Théodore de BANVILLE, Le Chat
Tout animal est supérieur à l’homme par ce qu’il a en lui de divin, c’est-à-dire par l’instinct. Or, de tous les animaux, le chat est celui chez lequel l’instinct est le plus persistant, le plus impossible à tuer. Sauvage ou domestique, il reste lui-même, obstinément, avec une sérénité absolue, et aussi rien ne peut lui faire perdre sa beauté et sa grâce suprême. Il n’y a pas de condition si humble et si vile qui arrive à le dégrader, parce qu’il n’y consent pas, et qu’il garde toujours la seule liberté qui puisse être accordée aux créatures, c’est-à-dire la volonté et la résolution arrêtée d’être libre. Il l’est en effet, parce qu’il ne se donne que dans la mesure où il le veut, accordant ou refusant à son gré son affection et ses caresses, et c’est pourquoi il reste beau, c’est-à-dire semblable à son type éternel.

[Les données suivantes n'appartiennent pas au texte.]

PR #3000, opened 2025-03-17
devDeps: Manually bump msw from 2.7.0 to 2.7.3 (HMS-5652)

regexowl:
This bumps msw from 2.7.0 to 2.7.3

JIRA: [HMS-5652](https://issues.redhat.com/browse/HMS-5652)

### DIFF
--- a/package-lock.json
+++ b/package-lock.json
@@ -77,7 +77,7 @@
         "madge": "8.0.0",
         "mini-css-extract-plugin": "2.9.2",
         "moment": "2.30.1",
-        "msw": "2.7.0",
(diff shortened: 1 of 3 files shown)


regexowl:
While updating the version of msw and running `npm ci` file `src/mockServiceWorker.js` gets automagically updated as well. Since dependabot doesn't want to touch anything outside of `package.json` and `package-lock.json` this creates a conflict between the original and `npm ci` updated file.

Which is the reason why we need to bump msw manually, at least for now.

ksiekl (approved):
Looks good

PR #3004, opened 2025-03-18
Wizard: Replace deprecated selects on Azure step (HMS-5655)

regexowl:
This replaces deprecated selects on the Azure step for non-deprecated ones.

JIRA: [HMS-5655](https://issues.redhat.com/browse/HMS-5655)


avitova:
Not sure if this is the desired behaviour, I'd consider this a bug, mainly if the second select component has a different behaviour:

https://github.com/user-attachments/assets/35f97b69-672b-4cb1-9d36-322f412e95cc

^ the "hms" string stays. Other than that, I think this looks good and works well.

regexowl:
> Not sure if this is the desired behaviour, I'd consider this a bug, mainly if the second select component has a different behaviour:
> Screencast.From.2025-03-19.10-28-24.mp4
> 
> ^ the "hms" string stays. Other than that, I think this looks good and works well.

Great catch! I've updated the `onClear` logic, should do the trick.

avitova (approved):
LGTM!:)

PR #3012, opened 2025-03-19
Add currents reporter for Playwright tests (HMS-5660)

marusak:
This adds currents reporter for Playwright tests

JIRA: [HMS-5660](https://issues.redhat.com/browse/HMS-5660)

### DIFF
--- a/package.json
+++ b/package.json
@@ -35,6 +35,7 @@
     "@babel/preset-typescript": "7.26.0",
     "@patternfly/react-icons": "5.4.2",
     "@playwright/test": "1.50.1",
+    "@currents/playwright": "1.9.4",
     "@redhat-cloud-services/eslint-config-redhat-cloud-services": "2.0.12",
     "@redhat-cloud-services/frontend-components-config": "6.3.8",
     "@redhat-cloud-services/tsc-transform-imports": "1.0.23",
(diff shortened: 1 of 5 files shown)


package.json
```diff
@@ -35,6 +35,7 @@
     "@babel/preset-typescript": "7.26.0",
     "@patternfly/react-icons": "5.4.2",
     "@playwright/test": "1.50.1",
+    "@currents/playwright": "^1.9.4",
```
regexowl, line 38: Can you pin the version, dependabot likes pinned version more

```suggestion
    "@currents/playwright": "1.9.4",
```

regexowl:
You'll probably need to run `npm i` after pinning the version and adding re-generated `package-lock.json` to the PR as well. Otherwise looks good, thank you!

regexowl:
Added a simple description to make pr-best-practices happy, feel free to change it any way you like

package.json
marusak: Fixed!

regexowl:
Hmm, Schutzbot seems to be struggling still

marusak:
> The reporter was added for all playwright invocations

I think it does not hurt, but also locally "list" should do? Or you also want "html" for local runs?

regexowl:
Agree, I like having an option of the 'html' reporter for local runs.

regexowl (approved):

PR #3020, opened 2025-03-21
codecov: Ignore API, PW and store folders and update config (HMS-5792)

regexowl:
API, PW and  store folders contain mostly files that are copied, auto-generated or test files. We don't need to collect coverage for those.

There were previously errors in expected values, this should fix them.

JIRA: [HMS-5792](https://issues.redhat.com/browse/HMS-5792)

### DIFF
--- a/codecov.yml
+++ b/codecov.yml
@@ -1,15 +1,15 @@
 coverage:
   status:
-    patch: no
+    patch: off
     project:
       default:
         threshold: 5%
 codecov:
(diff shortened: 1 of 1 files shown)


regexowl:
Feel free to suggest more filed/folders to add to ignore. I just quickly ran through those.

croissanne (approved):

croissanne (approved):

PR #3021, opened 2025-03-21
Wizard: Show "Strong" label only for Azure when password meets criteria (HMS-5674)

mgold1234:
Currently, we only want to display the "Strong" label when the password meets the required strength conditions and only if it is Azure target. This change ensures that the label remains hidden for non-Azure cases.

Let’s just disable it for now until we can decide on further adjustments.

JIRA: [HMS-5674](https://issues.redhat.com/browse/HMS-5674)


regexowl (approved):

Jean-Michel SANANÈS, Autobiographie d’un Humain à l’École des Chats
Ma vie est longtemps passée comme un hiver sans chat. Pourtant, au hasard des rues, j’ai rencontré un SDF qui modifia ma vie. Très vite, j’ai appris qu’un jour sans lui serait très long et que les chats seraient pour moi un rayon de soleil indispensables à mon quotidien. Leur présence est un cri d’amour dans mon univers.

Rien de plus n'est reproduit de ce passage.